* **Work task**
In the material below, find the line with "files: list[DashboardFile]" and the line with "(diff shortened: 1 of 6 files shown)", then output those two lines and every line between them, exactly.

* **Source information**
◆ ◆ ◆ ◆

PR #807, opened 2026-08-03
Allow `gather_dashboard` to accept a list of file paths

### LINKED ISSUE #774: Allow `gather_dashboard` to accept a list of file paths to include in its output
Beyond adding the input arg, this will mean:
- Updating the dashboard [base model](https://github.com/wildlife-dynamics/ecoscope/blob/29bcc087586eeecbbdec545268aff935992c57a9/ecoscope/platform/tasks/results/_dashboard.py#L95-L106) to serialise the input files by group 
- Adding analogue tasks to `create_*_widget_single_view` and `merge_widget_views` in order to handle grouped file lists at the spec level

atmorling:
## :earth_americas: Summary
Closes #774 

## :package: Proposed Changes
- Adds a `files` arg to `gather_dashboard` which allows workflows to declare files as formal outputs of the workflow (as opposed to being something that implicitly happens or doesn't happen as the result of an upstream task)
  - If `files` is `None` the dashboard will serialise to the existing contract
  - If `files` is a list, empty or otherwise, the dashboard will serialise to the new contract:
```diff
        "views": {
+           "{\"All\": \"True\"}": {
+               "dashboard": [
                    {
                        "widget_type": "graph",
                        "title": "Events Bar Chart",
                        "is_filtered": true,
                        "id": 0,
                        "data": "/tmp/results/90e9447_v2.html"
                    }
+               ],
+               "files": [
+                   {
+                       "path": "/tmp/results/my_events.parquet"
+                   }
                ]
+           }
        },
```

- Adds equivalent widget tasks and types to service creating lists of file paths to feed to the dashboard
- I've tested these changes against:
  - The [events workflow](https://github.com/ecoscope-platform-workflows-releases/events/pull/212) for regression
  - A test workflow demonstrate the new contract [here](https://github.com/atmorling/test-dashboard-workflow/blob/9e635e9ce91eff40c2a6b4b22ad46fac7b1698f9/__results_snapshots__/default/test_dashboard_json%5Bdata%5D.json)

## 📋 Checklist

### DIFF
--- a/ecoscope/platform/tasks/results/_dashboard.py
+++ b/ecoscope/platform/tasks/results/_dashboard.py
@@ -93,17 +93,27 @@ class DashboardFile(BaseModel):
 
 
 class DashboardView(BaseModel):
-    """The contents of a single dashboard view: its widgets and associated files."""
+    """The contents of a single dashboard view: its widgets and associated files.
+
+    This wrapper is only used when a dashboard actually has associated files. When a
+    dashboard has no files, each view is serialized as a bare list of widgets (see
+    `Dashboard._iter_views_json`) to preserve the historical output shape.
+    """
 
     dashboard: list[EmumeratedWidgetSingleView]
     files: list[DashboardFile]
+
+
+# A view is serialized either as the file-aware `DashboardView` (when the dashboard has
+# files) or as a bare list of widgets (the historical shape, when it has none).
+SerializedView = DashboardView | list[EmumeratedWidgetSingleView]
 
 
 class DashboardJson(BaseModel):
     """A JSON-serialized representation of a dashboard."""
 
     filters: dict | None
-    views: dict[str, DashboardView]
+    views: dict[str, SerializedView]
     metadata: Metadata
     layout: list  # this is a placeholder for future use by server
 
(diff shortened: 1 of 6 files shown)


ecoscope/platform/tasks/results/_dashboard.py
```diff
@@ -316,6 +379,10 @@ def gather_dashboard(
     ] = None,
     time_range: Annotated[TimeRange | SkipJsonSchema[None], Field(description="Time range filter")] = None,
     warning: Annotated[str | SkipJsonSchema[None], Field(exclude=True)] = None,
+    files: Annotated[
+        NestedFileList | FlatFileList | GroupedOrSingleFile | SkipJsonSchema[None],
+        Field(description="Files to associate with the dashboard views.", exclude=True),
+    ] = None,
```
atmorling, line 385: This defaults to the legacy contract (no files field), which is semantically the same as an empty files list in the new contract

ecoscope/platform/tasks/results/_widget_tasks.py
```diff
@@ -23,6 +26,15 @@ def _fallback_to_none(obj: WidgetData | SkipSentinel) -> WidgetData | None:
     return None if isinstance(obj, SkipSentinel) else obj
 
 
+def _fallback_to_empty_list(obj: Path | list[Path] | list[SkipSentinel] | SkipSentinel) -> Path | list[Path]:
+    """Fallback function to convert SkipSentinel to an empty list."""
+    if isinstance(obj, SkipSentinel) or (
+        isinstance(obj, list) and all([isinstance(item, SkipSentinel) for item in obj])
+    ):
+        return []
+    return cast(Path | list[Path], obj)
```
atmorling, line 35: mypy doesn't see that the above check obviates and return of `SkipSentinel`

ecoscope/platform/tasks/results/_dashboard.py
```diff
@@ -83,11 +86,34 @@ def ser_model(self) -> dict[str, Any]:
...
+# files) or as a bare list of widgets (the historical shape, when it has none).
+SerializedView = DashboardView | list[EmumeratedWidgetSingleView]
+
+
 class DashboardJson(BaseModel):
     """A JSON-serialized representation of a dashboard."""
 
     filters: dict | None
-    views: dict[str, list[EmumeratedWidgetSingleView]]
+    views: dict[str, SerializedView]
```
cisaacstern, line 116: nice 👏

ecoscope/platform/tasks/results/_dashboard.py
```diff
@@ -140,25 +169,51 @@ def _get_view(self, view: CompositeFilter | None) -> list[EmumeratedWidgetSingle
             for i, w in enumerate(self.widgets)
         ]
 
+    def _get_files(self, view: CompositeFilter | None) -> list[DashboardFile]:
+        """Get the files associated with a view. Files keyed by `None` are ungrouped/global:
+        they apply to every view, so they are included in addition to any files keyed to the
+        requested `view`. This means a dashboard can combine ungrouped files (a single `None`
+        key) with grouped files (per-view keys) and both surface in each view.
```
cisaacstern, line 176: From a design standpoint, would we want to at a property to these file entries so that the UI can somehow indicate that these are "global" and not view-specific?

ecoscope/platform/tasks/results/_dashboard.py
```diff
@@ -83,11 +86,34 @@ def ser_model(self) -> dict[str, Any]:
         return all_fields
 
 
+class DashboardFile(BaseModel):
+    """A file associated with a dashboard view."""
+
+    path: Path
```
cisaacstern, line 92: would we potentially want any other metadata tied the the DashboardFile aside from path? title / description / size / etc. ?

cisaacstern (approved):
lgtm, some musings about future directions inline

ecoscope/platform/tasks/results/_dashboard.py
atmorling: The behaviour here is consistent with how the widgets work today in that, ungrouped (view=None) widgets are surfaced in every view. Adding a flag _in general_ seems good in both cases because it removes the need for repeating properties, but represents a bigger, contract change from the frontend's pov than the one scoped here which is purely 'additive'.

ecoscope/platform/tasks/results/_dashboard.py
atmorling: Yup in future for sure. IMO this is out of scope for Right Now :tm: as we don't have a clear story around what metadata should be included and how this would surface in the frontend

◆ ◆ ◆ ◆

* **Response to this task**
     files: list[DashboardFile]
+
+
+# A view is serialized either as the file-aware `DashboardView` (when the dashboard has
+# files) or as a bare list of widgets (the historical shape, when it has none).
+SerializedView = DashboardView | list[EmumeratedWidgetSingleView]
 
 
 class DashboardJson(BaseModel):
     """A JSON-serialized representation of a dashboard."""
 
     filters: dict | None
-    views: dict[str, DashboardView]
+    views: dict[str, SerializedView]
     metadata: Metadata
     layout: list  # this is a placeholder for future use by server
 
(diff shortened: 1 of 6 files shown)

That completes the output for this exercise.